Cuando estaban marchándose, Fabel y Werner volvieron a expresar sus condolencias. Lena les dijo a sus padres que acompañaría a los policías hasta la salida. En vez de despedirse de ellos en la puerta, Lena los guió en silencio por la escalera comunitaria del edificio de apartamentos. Se detuvo en el vestíbulo y habló con una voz baja, casi de complicidad.
– Mutti y papi no lo saben, pero Hanna había estado con alguien. No el jefe… otra persona antes.
– ¿Esa persona tenía una motocicleta? -preguntó Fabel. Lena pareció ligeramente desconcertada.

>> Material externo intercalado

PR #7308, opened 2018-10-09
MULE-15434: Add metadata category and resolver name to components

alegmarra:


modules/extensions-support/src/main/java/org/mule/runtime/module/extension/internal/loader/enricher/DynamicMetadataDeclarationEnricher.java
```diff
@@ -152,9 +175,10 @@ private void enrichWithDsql(OperationDeclaration declaration, MethodElement meth
                                                                                                                        .nativeOutputResolver(),
                                                                                                                    query
                                                                                                                        .entityResolver())));
+
       addQueryModelProperties(declaration, query);
       declareDynamicType(declaration.getOutput());
-      declareMetadataKeyId(declaration, new NullMetadataScopeAdapter());
+      declareMetadataKeyId(declaration, null);
```
juandesi: is this ok?

juandesi: I mean the “null”

alegmarra: sadly, it is, we use null everywhere to mark a non-existing categoryName

juandesi: is this allowed in the model? when is the category name absent?

PR #7318, opened 2018-10-12
MULE-15731 - Policy can not contain duplicated plugin with greater ve…

pablolagreca:
…rsion than the apps one


modules/deployment-model/src/main/java/org/mule/runtime/deployment/model/internal/plugin/BundlePluginDependenciesResolver.java
```diff
@@ -82,8 +84,10 @@ public BundlePluginDependenciesResolver(ArtifactDescriptorFactory<ArtifactPlugin
 
       if (!pluginDescriptor.isPresent()) {
         filteredPluginDescriptors.add(appPluginDescriptor);
-      } else if (!isCompatibleVersion(pluginDescriptor.get().getBundleDescriptor().getVersion(),
-                                      appPluginDescriptor.getBundleDescriptor().getVersion())) {
+      } else if (pluginDescriptor.get().getBundleDescriptor().getArtifactId().equals(MULE_HTTP_CONNECTOR_ARTIFACT_ID) &&
```
elrodro83: extract `pluginDescriptor.get().getBundleDescriptor()` to a variable for readability

PR #7322, opened 2018-10-12
MULE-15674: Http Service should preserve POST request body on dancing request.

fsgonz:


modules/http/src/main/java/org/mule/module/http/internal/request/RequestResourcesUtils.java
```diff
@@ -0,0 +1,38 @@
...
+
+import org.mule.module.http.internal.domain.InputStreamHttpEntity;
+import org.mule.module.http.internal.domain.request.HttpRequest;
+import org.slf4j.Logger;
+import org.slf4j.LoggerFactory;
+
+/**
+ * Utils to manage request resources
+ * 
+ * @since 3.9.10
```
afelisatti: Check the version, also, we will likely need to cherry pick this

fsgonz: I've updated the date. I'll take this into account to use the correct version on cherry-picking.

PR #7339, opened 2018-10-19
MULE-15870: MuleUniversalConduit not respecting response encoding when reading response stream

fsgonz:


modules/cxf/src/main/java/org/mule/module/cxf/support/CxfUtils.java
```diff
@@ -119,4 +128,17 @@ public static String mapUnsupportedSchemas(String url)
         return url;
     }
 
+    public static String resolveEncoding(MuleMessage result, String contentType)
+    {
+        final MediaType mediaType = MediaType.parse(contentType);
+        String encoding = mediaType.charset().isPresent() ? mediaType.charset().get().name() : Charset.defaultCharset().name();
+
+        if (encoding == null)
```
afelisatti: When will this be null? Sounds like this should be used instead of the default charset before.

PR #7344, opened 2018-10-23
MULE-15905: Support DW to be absent

marianogonzalez:


core/src/main/java/org/mule/runtime/core/internal/el/ExpressionLanguageAdaptorHandler.java
```diff
@@ -74,7 +71,7 @@ public ExpressionLanguageAdaptorHandler(ExtendedExpressionLanguageAdaptor defaul
 
     exprPrefixPattern = compile(EXPR_PREFIX_PATTERN_TEMPLATE.replaceAll("LANGS", join(expressionLanguages.keySet(), '|')));
 
-    melDefault = valueOf(getProperty(MULE_MEL_AS_DEFAULT, "false"));
+    melDefault = MuleProperties.isMelDefault();
```
elrodro83: remove `isMelDefault` method and `melDefault` attribute from this class and use the utils directly.

PR #7345, opened 2018-10-23
MULE-15908: Persistent ObjectStore doesn't regenerate the partition descriptor file after a clear

estebanwasinger:


core/src/main/java/org/mule/runtime/core/internal/util/store/PersistentObjectStorePartition.java
```diff
@@ -139,6 +139,7 @@ public void clear() throws ObjectStoreException {
     synchronized (realKeyToUUIDIndex) {
       try {
         cleanDirectory(this.partitionDirectory);
+        open();
```
alegmarra: I think you only need the `createOrRetrievePartitionDescriptorFile();` part of the open

alegmarra: also, does it make sense to delete the descriptor in the first place? or instead we need to whitelist the descriptor file?

core-tests/src/test/java/org/mule/runtime/core/internal/util/store/PersistentObjectStorePartitionTestCase.java
```diff
@@ -100,11 +101,13 @@ public void clear() throws Exception {
...
 
     partition.store(KEY, VALUE);
-    assertTrue(partition.contains(KEY));
-    assertEquals(VALUE, partition.retrieve(KEY));
+    assertThat(partition.contains(KEY), is(true));
+    assertThat(VALUE, is(partition.retrieve(KEY)));
 
     partition.clear();
-    assertFalse(partition.contains(KEY));
+    assertThat(partition.contains(KEY), is(false));
```
marianogonzalez: This is testing the implementation not the behavior. What you should try to reproduce is that without your fix, writing to a store after clear fails and that afterwards you can successfully write and read from a cleared object store

core/src/main/java/org/mule/runtime/core/internal/util/store/PersistentObjectStorePartition.java
marianogonzalez: Check if mule 3 doesn't have the same bug. My guess is it does

PR #7356, opened 2018-10-25
MULE-15931: Mule fails to load all contracts in a service bundle

marianogonzalez:


modules/deployment-model-impl/src/main/java/org/mule/runtime/module/deployment/impl/internal/artifact/ContainerServicesMuleContextConfigurator.java
```diff
@@ -34,7 +35,13 @@ public ContainerServicesMuleContextConfigurator(ServiceRepository serviceReposit
 
   @Override
   public void configure(CustomizationService customizationService) {
-    serviceRepository.getServices()
-        .forEach(service -> customizationService.registerCustomServiceImpl(service.getName(), service));
+    serviceRepository.getServices().forEach(service -> {
+      String name = service.getName();
+      String contract = service.getContractName();
```
afelisatti: When is the contract name anything but the default?

marianogonzalez: look at LazyServiceProxy and the Service Javadoc

PR #7359, opened 2018-10-26
MULE-15493: OAuth2 Request config always fetches token at startup

elrodro83:
Addendum: Only continue deployment for connectivity/networking errors, not for errors generated by the token server

### DIFF
--- a/modules/oauth/src/main/java/org/mule/module/oauth2/internal/OAuthTokenMuleExeption.java
+++ b/modules/oauth/src/main/java/org/mule/module/oauth2/internal/OAuthTokenMuleExeption.java
@@ -1,0 +1,26 @@
+/*
+ * Copyright (c) MuleSoft, Inc.  All rights reserved.  http://www.mulesoft.com
+ * The software in this package is published under the terms of the CPAL v1.0
+ * license, a copy of which has been included with this distribution in the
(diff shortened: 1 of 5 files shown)


modules/oauth/src/main/java/org/mule/module/oauth2/internal/OAuthTokenMuleExeption.java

– Sí… sí, la verdad. ¿Saben algo de él?
– ¿Cómo se llama, Lena?
– Olsen. Peter Olsen. Vive en Wilhelmsburg. Es mecánico de motos. Creo que tiene su propio taller. -Los ojos azules de Lena se oscurecieron-. A Hanna le gustaba que sus hombres tuvieran dinero para gastarlo en ella. Pero tengo la impresión de que lo de Peter era temporal. A Hanna le interesaba el dinero. No las manos llenas de grasa.
– ¿Llegaste a conocerlo?
Lena negó con la cabeza.
– Pero ella me hablaba de él por teléfono. Los viernes por la noche mutti y papi salen. Ella me llamaba en ese momento y me contaba toda clase de cosas.
– ¿Mencionó a Markus Schiller alguna vez? -preguntó Werner-. ¿O a su esposa, Vera Schiller?
Hubo un sonido en lo alto de la escalera, como el de una puerta al abrirse, y Lena lanzó una mirada nerviosa hacia arriba.
– No, no podría decirlo. No directamente. Hanna me contó que había encontrado a alguien nuevo… pero no quiso decirme nada más. Nunca se me ocurrió que pudiera ser su jefe. Pero sí sé que le preocupaba que Peter se enterase. Lo siento, les he dicho todo lo que sé. Me pareció que ustedes deberían saber lo de Peter.
– Gracias Lena. -Fabel le sonrió. Era una chica bonita y brillante de dieciocho años que cargaría con las cicatrices de esta experiencia durante toda su vida. Profundas, ocultas, pero siempre presentes-. Realmente nos has sido de gran ayuda.
Lena estaba a punto de volver hacia la escalera cuando se detuvo.
– Otra cosa, Herr Hauptkommissar. Me parece que Peter era violento. Creo que por eso a ella le preocupaba que él pudiera enterarse.